You could try to uninstall and reinstall Futo.

That said, Futo has a Forum and that might be a better place to troubleshoot this issue or you open a new thread in this /e/OS forum.

demux · March 12, 2024, 5:56pm

I did not really bother about STT, knowingly that most of the common STT applications are using cloud backed for the audio transcription. But now with FUTO’s approach with a local Wisper server and trained speech LLMs is great!

This also works fine for my major use case, for voice querying my private Ollama AI with OpenWebUI front end running on my Home PC, from the mobile.

Edit: Open WebUI is pretty powerful in terms of features. It comes with builtin Wisper support for STT running on the GPU, that works well on the localhost. But, for allowing the mic in the browser to work, requires a HTTPS connection. So, either I have to add a reverse proxy in between or stick with the FUTO Voice Input for the mobile use.

Does anybody know why FUTO Voice Input did not make it to the F-Droid repo?

Hermano · March 12, 2024, 8:24pm

It is in FDroid but you need to add the Repo.
https://app.futo.org/fdroid/repo/

demux · March 13, 2024, 6:18am

This more looks like FUTO’s personal repository, that can be added to F-Droid client store app’s PPA.

So, there must have been a reason that FUTO Voice Input did not make it to F-Droid repo or was rejected by them.

GaelDuval · March 13, 2024, 7:46am

Well, Futo is using the OpenAI Whisper API… (which is extremely good and fast but running on OpenAI servers… )

tyxo · March 13, 2024, 7:58am

What do you mean by that? It’s working completely offline.

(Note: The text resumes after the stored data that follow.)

PR #4820, opened 2026-07-06
fix(runtime): reject non-string web fetch URLs

### LINKED ISSUE #4799: Bug: External lookup signature creates false entry for None URLs — blocks subsequent fetches

axelray-dev:
## Summary

external_lookup_signature() used str(arguments.get("url") or "") for web_fetch. Truthy non-string values such as 123 were coerced into cache signatures like web_fetch:123, which could interfere with later valid lookups.

None and empty-string URLs already produced no signature on the base branch. This PR targets the actual truthy non-string case.

## Changes

- nanobot/utils/runtime.py: require url to be a string before building a web_fetch signature.
- tests/utils/test_runtime_external_lookup.py: regression coverage for truthy non-string URLs and cache behavior.

## Verification

python -m pytest tests/utils/test_runtime_external_lookup.py -q
3 passed

## Backwards compatibility

String URLs behave the same. Only non-string URL values stop being coerced into signatures.

Fixes #4799

### DIFF
--- a/tests/utils/test_runtime_external_lookup.py
+++ b/tests/utils/test_runtime_external_lookup.py
@@ -1,0 +1,37 @@
+"""Tests for external lookup throttling helpers."""
+
+from __future__ import annotations
+
+from nanobot.utils.runtime import (
+    external_lookup_signature,
+    repeated_external_lookup_error,
+)
+
+
+def test_web_fetch_signature_ignores_none_url():
+    assert external_lookup_signature("web_fetch", {"url": None}) is None
+
+
+def test_web_fetch_signature_ignores_non_string_url():
+    assert external_lookup_signature("web_fetch", {"url": 123}) is None
+
+
+def test_web_fetch_signature_ignores_empty_url():
+    assert external_lookup_signature("web_fetch", {"url": "   "}) is None
+
+
+def test_web_fetch_non_string_url_does_not_create_cache_entry():
+    counts: dict[str, int] = {}
+
+    assert repeated_external_lookup_error("web_fetch", {"url": 123}, counts) is None
+    assert counts == {}
+
+    assert (
+        repeated_external_lookup_error(
+            "web_fetch",
+            {"url": "https://example.com"},
+            counts,
+        )
+        is None
+    )
+    assert counts == {"web_fetch:https://example.com": 1}
--- a/tests/utils/test_runtime_external_lookup.py
+++ b/tests/utils/test_runtime_external_lookup.py
@@ -8,11 +8,7 @@ from nanobot.utils.runtime import (
 )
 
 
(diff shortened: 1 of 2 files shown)


tests/utils/test_runtime_external_lookup.py
```diff
@@ -0,0 +1,37 @@
...
+from __future__ import annotations
+
+from nanobot.utils.runtime import (
+    external_lookup_signature,
+    repeated_external_lookup_error,
+)
+
+
+def test_web_fetch_signature_ignores_none_url():
+    assert external_lookup_signature("web_fetch", {"url": None}) is None
```
chengyongru, line 12: Could you adjust this regression test/premise? On `main`, the previous code was `str(arguments.get("url") or "").strip()`, so `{"url": None}` already becomes an empty string and returns `None`; this assertion, and the cache-entry test for `None` below, do not fail against the base branch. The actual behavior change in this PR is for truthy non-string values such as `123` (old code produced `web_fetch:123`, new code returns `None`). Aligning the tests/description with that case would avoid documenting a `None`-URL bug that the base branch does not exhibit.

chengyongru (commented):

I found one issue with the regression coverage/premise: the `None` URL case already behaves as expected on the base branch, so the PR mainly changes truthy non-string URL handling.

axelray-dev:
Thanks for catching this. I removed the None regression case because it already behaves correctly on main and renamed the remaining test to make the intended case explicit: truthy non-string values such as 123 must not create a throttle signature. The implementation and integration test still cover the actual behavior change; the targeted tests now pass 3/3.

axelray-dev:
Verified the current head already contains the collaborator-requested correction: the regression targets truthy non-string URLs, while the existing integration coverage confirms no cache entry is created. VPS validation: 3 passed for 	ests/utils/test_runtime_external_lookup.py. No additional code change was needed.

axelray-dev:
I rechecked the current head against the review note. The PR description and tests now target the actual regression: truthy non-string URLs such as 123; None and blank strings are explicitly documented as already handled on the base branch. On the VPS, 	ests/utils/test_runtime_external_lookup.py passes: 3 passed.

PR #4821, opened 2026-07-06
fix(webui): show generic tool arguments in activity

chengyongru:
## Summary
- render readable key/value previews for generic WebUI tool activity rows
- keep the fix scoped to the existing frontend trace renderer; no backend or websocket protocol changes
- avoid dumping arbitrary JSON objects by previewing only common scalar argument keys such as `query`, `glob`, `pattern`, and `path`
- add a focused regression test for `find_files`, `list_dir`, and `grep` traces

## Verification
- `bun run test -- src/tests/agent-activity-cluster.test.tsx`
- `bun run build`

### DIFF
--- a/webui/src/components/thread/AgentActivityCluster.tsx
+++ b/webui/src/components/thread/AgentActivityCluster.tsx
@@ -986,7 +986,7 @@ function describeTraceLine(line: string): TraceDescription {
     };
   }
   if (name) {
-    return { kind: "tool", label: "Using", detail: name };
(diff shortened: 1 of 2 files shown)


chengyongru:
image

Re-bin (approved):
LGTM. This makes generic tool activity readable by surfacing useful argument previews for common fields such as query, glob, path, URL, and pattern, while keeping the rendering local to the activity cluster. The added WebUI test covers representative generic traces.

GitHub CI is green across the Python matrix and WebUI.

PR #4831, opened 2026-07-07
fix(webui): keep prompt rail out of narrow chat columns

chengyongru:
## Summary
- keep the prompt rail at its original left gutter offset (`left: 1.75rem`) instead of pinning it to the message column
- move prompt rail show/hide rules into CSS with a named thread viewport container query
- hide the rail only when the actual thread pane is too narrow to keep the original placement clear of the centered message column
- remove the JS layout measurement/ref plumbing and keep PromptRail focused on marker rendering/interactions

## Notes
- The existing `hidden md:block` behavior handled small full viewports only; it did not handle wider windows where side chrome leaves a narrow chat pane.
- The fix keeps the original visual model and treats this as responsive layout: the rail is present at the same offset when there is enough inline space, and absent when there is not.
- The implementation avoids `getBoundingClientRect`/`ResizeObserver` layout state for the rail position.

## Tests
- `bun run test -- src/tests/thread-viewport.test.tsx`
- `bun run build`
- real gateway + Playwright: at 900px, rail display is `none`; at 1400px, rail display is `block`, computed `left` is `28px`, rail right edge is 336px, message column left edge is 440px, gap is 104px

### DIFF
--- a/webui/src/components/thread/PromptRail.tsx
+++ b/webui/src/components/thread/PromptRail.tsx
@@ -12,6 +12,7 @@ import {
 
 interface PromptRailProps {
   bottomOffset: number;
+  contentRef: RefObject<HTMLElement>;
   messages: UIMessage[];
   scrollRef: RefObject<HTMLDivElement>;
 }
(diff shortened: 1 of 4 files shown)


chengyongru:
manual tested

It doesn’t even try to make a connection to the servers of OpenAI.

GaelDuval · March 13, 2024, 8:20am

I might be wrong, just noticed they were using Whisper. But maybe it’s running the Whisper model on the device? (I haven’t dived into the source code)

GaelDuval · March 13, 2024, 8:27am

Sadly, Futo is NOT an covered by an open source license https://gitlab.futo.org/alex/voiceinput/-/blob/master/FTL_LICENSE.md

tyxo · March 13, 2024, 8:33am

Yes, I think it’s running the whisper model. I am using the whisper model on my desktop. Here I use a tool called DSNote (speech note). It’s a very great tool.

tyxo · March 13, 2024, 8:35am

This is indeed an issue that others reported too. So it’s not really clear why the developers of this tool use such a license but I think they have something specific in mind. For example, getting a larger user base and then switch to something commercial. I don’t know.